# Hamm review and What was bought



## tarantulabarn (Apr 21, 2005)

Well i thiught this was a lot better than other trips, the Coach was spot on drivers were good and passengers (well most) were very well behaved and got plenty of new additions
Here a\re a few of my new bits
I managed to get 14 pairs of these, Goliath Beetles Dynastes hercules lichthyl








110 of these larvae Xylotrupes gideon borneensis








60 of these Flower Beetle Larvae Smaragdesthes africana oertzeni








40 of these Mecynorrhina ugandensis


----------



## tarantulabarn (Apr 21, 2005)

and some more

35 Female and 8 Male Chillys Gramostola rosea








25 Pairs Atlas Beetles chalcosoma atlas








9 pairs Chacosoma caucasus








Still got loads of Tarantulas to unpack so ill post piccys later


----------



## snakelover (Dec 17, 2006)

didnt buy much did you :lol2:


----------



## Diablo (May 25, 2007)

Looking good mate  

I managed to get a few bits one being a male super snow


----------



## snakelover (Dec 17, 2006)

Anyone see any uros, and remember the price ?​


----------



## arkreptiles (Sep 26, 2007)

Hey Steve, you going to supply the food for I'm a Celebrity 2008 then!!! :lol2: Got 25 Leo's but not posting all them on here!!! Too many pics to take!!


----------



## Daredevil (Jul 10, 2007)

If i went there i'd have to buy loads!! I might go next year in December!! How'd you bring it all home if your in a car?? Would it need heating??


----------



## cooltom28 (Mar 9, 2006)

any people manage to get the price of herman tortoises?


----------



## Diablo (May 25, 2007)

cooltom28 said:


> any people manage to get the price of herman tortoises?


ranged from 50 euros to 110 euros


----------



## Athravan (Dec 28, 2006)

If I didn't get so carsick I would definitely have gone yesterday, I am trying to pysch myself up to booking the coach for March


----------



## cooltom28 (Mar 9, 2006)

i knew i should of gone whens the next one?


----------



## CBR1100XX (Feb 19, 2006)

cooltom28 said:


> i knew i should of gone whens the next one?

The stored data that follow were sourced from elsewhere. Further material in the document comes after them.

PR #1799, opened 2023-12-19
gui: Do not use generated ui classes as base classes

sithlord48:
Begin Cleaning up the Gui Files. 

This Pr has alot of change but only because we are now using the `ui` files in a way that all other Qt projects do. 
 - Remove the `ui` form being one of the base classes of each Gui Class, In Qt the cpp , h and ui are the "class" normally when ui files are involved.
 - Rename the *Base.ui files to remove Base from the name  The Ui is normally named the same as the class

- All the ts files should have the lines from UI files objects updated to not have "Base" at the end. 
- The Class names in the UI files should have "Base" removed from them 
- Headers will now have a Ui Namespace and a new private member `Ui::Class* ui`
- C++ sources must now access the ui's items via the`ui` namespace
- Any Methods in a header that returned a ui item now has its definition in the cpp file.
- Mainwindow has a new slot to let the SetupWizard toggle server / client mode.


src/gui/src/AboutDialog.h
```diff
@@ -22,17 +23,17 @@
...
 
-class AboutDialog : public QDialog, public Ui::AboutDialogBase
+class AboutDialog : public QDialog
 {
     Q_OBJECT
-
     public:
         AboutDialog(QWidget* parent, const QString& app_name);
+    private:
+        Ui::AboutDialog *ui = nullptr;
```
p12tic, line 37: `*` should positioned near the type, not variable. Please also fix all other occurrences.

p12tic:
The commit messages don't explain what's happening.

E.g. `Gui Cleanup: About Dialog` can mean anything. Something like the following would explain everything much better:

```
gui: Don't derive from generated UI class

This is standard approach in Qt projects
```

Also please split commits to change only one thing. If a commit moves to not derive from generated UI class then it should not contain anything else. Additional changes should be made in subsequent commit.

p12tic:
Additionally, such large PRs are very hard to review. Anything above 500 lines makes sense to split into multiple PRs so that reviewer is not overwhelmed. This allows the PRs to land sooner.

src/gui/src/AboutDialog.h
sithlord48: Is there a code style guide for this project ? , If not lets get one so we don't have to waste time on these style issues. We could also use a git hook to run clang-format or similar to format the code the to our preferred format.

PR #1800, opened 2023-12-19
fix(gui/$DISPLAY): Check for X11 on the Input Leap GUI with Qt

### LINKED ISSUE #1792: GUI cannot run in native Wayland-only session

shymega:
As reported in #1792, a bug has been found where Input Leap GUI doesn't recognise 'libportal' support as being present on the system, and thus refuses to start.

The idea behind this PR only works on the GUI, so we need a long-term solution, but currently, it replaces the X11 check with a call to `QGuiApplication::platformName` instead.

We test for either `xcb` or `wayland`. If X11 is running, we do nothing.

If Wayland is running, I moved the existing Wayland check, to the new `if` block in this commit, and it now displays an Information msgbox to inform the user about current Wayland support.

Fixes #1792.
Closes #1794 - this PR and #1794 are mutually exclusive, and only one is needed at this point. Both address #1792, but I've approached the problem from two different perspectives.

## Contributor Checklist:


darkblaze69:
Can't build:

```
CMake Error at src/gui/CMakeLists.txt:189 (add_executable):
  Cannot find source file:

    src/DisplayIsValid.cpp
```

darkblaze69:
With this patch I finally can run it on native Wayland

sithlord48 (approved):

src/gui/src/main.cpp
```diff
@@ -63,14 +62,18 @@ void copy_qsettings(const QSettings &src, QSettings &dst)
...
-        return 1;
+#if (defined(WINAPI_XWINDOWS) || (defined(HAVE_LIBPORTAL_INPUTCAPTURE) || defined(HAVE_LIBPORTAL_SESSION_CONNECT_TO_EIS)))
+    const auto platformType = QGuiApplication::platformName();
+
+    if (platformType == "xcb") {
+        // We're running on X11, all good.
+        // Continue running.
+    } else if (platformType == "wayland") {
+        QMessageBox::information(nullptr, "Input Leap",
+                                 "You are using Wayland. Input Leap supports Wayland via `libei`, but not all desktop environment/window managers support our implementation at this time. Therefore, your mileage may vary.");
```
p12tic, line 73: Too long line, please wrap at 100 chars.

p12tic (approved):
LGTM, just a small nitpick

src/gui/src/main.cpp
shymega: @p12tic As someone who is still learning C++, would I need to use string concatenation, or not?

shymega: @p12tic Found a way. Does this latest push resolve this conversation?

shymega:
Rebased against main, now marked as ready for review. When this is merged (@p12tic feel free), it will close the other PR.

shymega:
@p12tic I've wrapped the `#ifdef` as well.

src/gui/src/main.cpp
```diff
@@ -63,14 +62,22 @@ void copy_qsettings(const QSettings &src, QSettings &dst)
...
-    // DISPLAY is bad. Let's check it first and handle it gracefully
-    if (!display_is_valid()) {
-        fprintf(stderr, "The InputLeap GUI requires the DISPLAY environment variable to be set. Quitting...\n");
-        return 1;
+#if (defined(WINAPI_XWINDOWS) || \
+    (defined(HAVE_LIBPORTAL_INPUTCAPTURE) || \
+    defined(HAVE_LIBPORTAL_SESSION_CONNECT_TO_EIS)))
+    const auto platformType = QGuiApplication::platformName();
+
+    if (platformType == "xcb") {
```
sithlord48, line 70: Please add an else here. There are more platform plugins that Qt can load on linux for these other ones you may want to log or do maybe `QTextstream(stdout) << "The " << platformType << " plugin is not supported";` . Before calling exit

sithlord48 (changes requested):

src/gui/src/main.cpp
shymega: It can load other plugins, but do we need to handle those? Before this PR, all that was handled was Wayland, and X11. I don't think there's any need to handle things specifically, tbh. We could log QPA, but I'm not convinced we need to. Input Leap is noisy in logs enough as it is.

shymega:
Should we do a null pointer check on `const auto platformType`?

sithlord48:
Not needed a plugged must be loaded

src/gui/src/main.cpp
sithlord48: No we don't need to handle them but those plugins are not going to talk to a wayland or X11 server and i think in this case its best for us to just report this platform plugin was loaded and exit.

shymega: It's merged now, but I didn't implement reporting the platform - logging is noisy enough as it is.

PR #626, opened 2018-10-25
[TASK] Pass the HTML around for processing

oliverklee:
This is another step towards making the `CssInliner`
an `HtmlProcessor`, preparing for the DOM document
getting created directly when the HTML is set.

Also make the corresponding methods in `AbstractHtmlProcessor`,
`CssInliner` and `Emogrifier` more similar to each other.

### DIFF
--- a/src/Emogrifier.php
+++ b/src/Emogrifier.php
@@ -323,7 +323,9 @@ class Emogrifier
      */
     public function emogrify()
     {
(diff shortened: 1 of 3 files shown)


oliverklee:
This PR will conflict with #627. After any one of those two has been merged, I'll take care of rebasing the other one.

PR #627, opened 2018-10-25
[TASK] Remove unprocessable tags from the DOM, not from the raw HTML

oliverklee:
Required for #554.

### DIFF
--- a/src/Emogrifier.php
+++ b/src/Emogrifier.php
@@ -394,7 +394,7 @@ class Emogrifier
         $domDocument->strictErrorChecking = false;
         $domDocument->formatOutput = true;
         $libXmlState = \libxml_use_internal_errors(true);
-        $domDocument->loadHTML($this->unifyHtml($html));
+        $domDocument->loadHTML($this->prepareHtmlForDomConversion($html));
         \libxml_clear_errors();
         \libxml_use_internal_errors($libXmlState);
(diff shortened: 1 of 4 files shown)


oliverklee:
This PR will conflict with #626. After any one of those two has been merged, I'll take care of rebasing the other one.

oliverklee:
Rebased and repushed.

src/Emogrifier.php
```diff
@@ -412,8 +412,7 @@ private function createRawDomDocument($html)
      */
```
zoliszabo: The description of this method is not accurate anymore. It should be something like:
```
     * Returns the HTML with added document type and Content-Type meta tag if needed.
```
Given this, I am not sure that `unifyHtml` is the best name anymore for this method. What do you think?

oliverklee: Good catch! I've updated the descriptions and will repush after we've come to a conclusion about the name.

oliverklee: The name should communicate that the method prepares the HTML in a way that it is safe for creating a DOM document from.

What do you think about the name `prepareHtmlForDomConversion`?

zoliszabo: I like it!

oliverklee: Great! Renamed and repushed.

PR #631, opened 2018-11-07
[TASK] Consistently use the render() method

oliverklee:
- Add a (protected) `render()` method to the `Emogrifier` class.
- Use the `render()` method where it can be used.
- Change the tests in `CssInlinerTest` to use `render()` instead of
  `emogrify` if they actually are about the rendering, not the
  emogrification.
- Streamline some PHPDoc annotations.

This change work towards splitting `emogrify()` into `inlineCss()` and
`render()`in `CssInliner`.

Part of #554.

### DIFF
--- a/src/Emogrifier.php
+++ b/src/Emogrifier.php
@@ -317,6 +317,16 @@ class Emogrifier
     }
 
     /**
+     * Renders the normalized and processed HTML.
+     *
+     * @return string
+     */
+    protected function render()
+    {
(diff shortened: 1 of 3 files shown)


oliverklee:
> Should the corresponding tests in EmogrifierTest also be changed to test render rather than emogrify or will this be covered by a separate PR?

No, as I don't want to change the public API of the `Emogrifier` class now that it will be replaced with `CssInliner`, and `Emogrifier::render()` is internal.

PR #640, opened 2018-12-07
[TASK] Prepare the 2.1.0 release

### LINKED ISSUE #639: Release version 2.1.0?
In https://github.com/MyIntervals/emogrifier/pull/638#issuecomment-444890570, @TimWolla asked whether a 2.1.0 release really soon would be possible.

Originally, I had planned to finished the `CssInliner` class first and make the final API in place before people start using it first.

Instead, I could mark the `CssInliner` class as `@internal` for the time being and add a comment that the API is still apt to change and that people should not use the class yet. Then we could release version 2.1.0 really soon.

@JakeQZ @zoliszabo @jjriv What do you think?

oliverklee:
Closes #639

### DIFF
--- a/CHANGELOG.md
+++ b/CHANGELOG.md
@@ -3,8 +3,19 @@
 All notable changes to this project will be documented in this file.
 This project adheres to [Semantic Versioning](https://semver.org/).
 
-
 ## x.y.z
+
+### Added
+
+### Changed
+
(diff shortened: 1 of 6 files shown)


oliverklee:
@JakeQZ Thanks for the review comments! I've updated the PR accordingly and repushed.

PR #641, opened 2018-12-09
[TASK] Add test for automatically adding a missing DOCTYPE

oliverklee:
This bug fix slipped in with one of the latest refactorings. Now we
also have a unit test for it.

### DIFF
--- a/tests/Unit/EmogrifierTest.php
+++ b/tests/Unit/EmogrifierTest.php
@@ -268,6 +268,18 @@ class EmogrifierTest extends \PHPUnit_Framework_TestCase
     }
 
     /**
+     * @test
+     */
+    public function addsMissingHtml5DocumentType()
+    {
+        $this->subject->setHtml('<html></html>');
+
+        $result = $this->subject->emogrify();
+
+        static::assertContains('<!DOCTYPE html>', $result);
+    }
+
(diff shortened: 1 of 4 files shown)


oliverklee:
I've had this branch on my computer for some time now and would like to have it out of the way.

oliverklee:
It looks like something still is missing. I'll have a look.

tests/Unit/EmogrifierTest.php
```diff
@@ -267,6 +267,18 @@ public function emogrifyBodyContentKeepsSpecialCharacters($codeNotToBeChanged)
...
     }
 
+    /**
+     * @test
+     */
+    public function addsMissingHtml5DocumentType()
+    {
+        $this->subject->setHtml('<html></html>');
+
+        $result = $this->subject->emogrifyBodyContent();
```
zoliszabo: As far as I can see, the only issue (the cause of failed test) is that this line should read `$result = $this->subject->emogrify()`.

oliverklee: Oh, of course. D'oh!

oliverklee:
Fixed and repushed.

zoliszabo:
👍

PR #642, opened 2018-12-09
[BUGFIX] Keep the `style` element the `head`

### LINKED ISSUE #634: Stylesheet in body seems to be ignored by gmail
I'm currently working on a responsive email design. I don't get the media queries to work correct in gmail while using v2.0 of emogrifier. If I use the older version (1.2.1), it seems to work fine. 

I think it's related to (https://github.com/MyIntervals/emogrifier/pull/396), since all style blocks are automatically moved to the body. I think gmail automatically ignores those stylesheets. 

Is anyone aware of this issue? Or am I missing something here. I would like to use the latest version of this lib if possible.

Thanks for you help!

oliverklee:
Fixes #634

### DIFF
--- a/CHANGELOG.md
+++ b/CHANGELOG.md
@@ -14,6 +14,8 @@ This project adheres to [Semantic Versioning](https://semver.org/).
 ### Removed
 
 ### Fixed
+- Keep the `style` element the `head`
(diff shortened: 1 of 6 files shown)


oliverklee:
After this PR has been merged, I'll create a follow-up PR that moves the "let's ensure that there is a HEAD element" to a separate, well-named method.

PR #643, opened 2018-12-09
[FEATURE] Add PHP 7.3 support (v1.2.x)

TimWolla:
see https://github.com/MyIntervals/emogrifier/issues/639#issuecomment-445455840

I believe this needs tagging only and is good to go afterwards.


oliverklee:
Merged. Thanks, @TimWolla! :heart:

Issue #646, opened 2018-12-30
Emogrifier turns {} into %7B and %7D


Johnny99211:
I'm currently setting up an email template which has two parts: The HTML and the CSS. To put everything together and merge the HTML with the CSS I'm using the PHP Emogrifier.

Now I've found out that when I emogrify the two elements that there is a problem with the uft-8 encoding.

March, check thread starters sig for details: victory:


----------



## Molly75 (Jul 10, 2006)

It was a great day never been on a coach to Hamm befoe always a car and it was soooo easy and bonus of no hotel booking I spent around £500 quid and got a lot of rare bits and a lovley pair of dilute pastel corns.

Well done Steve ,Tony and co  fab day well organsied and a great day out i'll defo go again 
paula xx


----------



## cornmorphs (Jan 28, 2005)

nicklamb said:


> Hey Steve, you going to supply the food for I'm a Celebrity 2008 then!!! :lol2: Got 25 Leo's but not posting all them on here!!! Too many pics to take!!


i was thinking that lol


----------



## cornmorphs (Jan 28, 2005)

Molly75 said:


> It was a great day never been on a coach to Hamm befoe always a car and it was soooo easy and bonus of no hotel booking I spent around £500 quid and got a lot of rare bits and a lovley pair of dilute pastel corns.
> 
> Well done Steve ,Tony and co  fab day well organsied and a great day out i'll defo go again
> paula xx


dilute pastel? got any pics?


----------



## bluetongued (Apr 25, 2007)

I have always wanted to keep these!!!!!

Do you have any info on keeping them and where I could get some from/prices????

Amazing beetles


----------



## purejurrasic (Mar 18, 2006)

Well, i got some time inbetween bouts of german man flu !

I got some great leos, some super little het raptors, a couple of great jungles, one a giant. 

Also two yound albino patties and a shtctb with a large black patch.

Oh, and mustnt forget my giant het DB pair, love them to bits such nice markings !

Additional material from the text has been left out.